Write the full listing out again, keeping every line exactly as it is.

→ **Supplied information**:
-- Opening Marker --

PR #3647, opened 2024-01-24
Implement merging of namespace declarations.

jonmeow:
Per discussion with zygoloid, namespace declarations will merge both when repeated in a given file, and across files. This echoes how forward declarations of other entities are allowed to repeat. When merging with an imported namespace, fill in the parse node so that future diagnostics point at the declaration in the same file rather than a declaration in a different file, just for locality.

Although it might be desirable to issue a diagnostic when a namespace declaration is repeated within a given file, that's similarly true in other cases, but may be more desirable as a tidy-style issue rather than preventing code from compiling. Allowing the repetition also makes the import versus non-import cases more consistent: the namespace declarations merge regardless of the source.


chandlerc (approved):
LG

-- Closing Marker --

→ **Task result**:
PR #3647, opened 2024-01-24
Implement merging of namespace declarations.

jonmeow:
Per discussion with zygoloid, namespace declarations will merge both when repeated in a given file, and across files. This echoes how forward declarations of other entities are allowed to repeat. When merging with an imported namespace, fill in the parse node so that future diagnostics point at the declaration in the same file rather than a declaration in a different file, just for locality.

Although it might be desirable to issue a diagnostic when a namespace declaration is repeated within a given file, that's similarly true in other cases, but may be more desirable as a tidy-style issue rather than preventing code from compiling. Allowing the repetition also makes the import versus non-import cases more consistent: the namespace declarations merge regardless of the source.


chandlerc (approved):
LG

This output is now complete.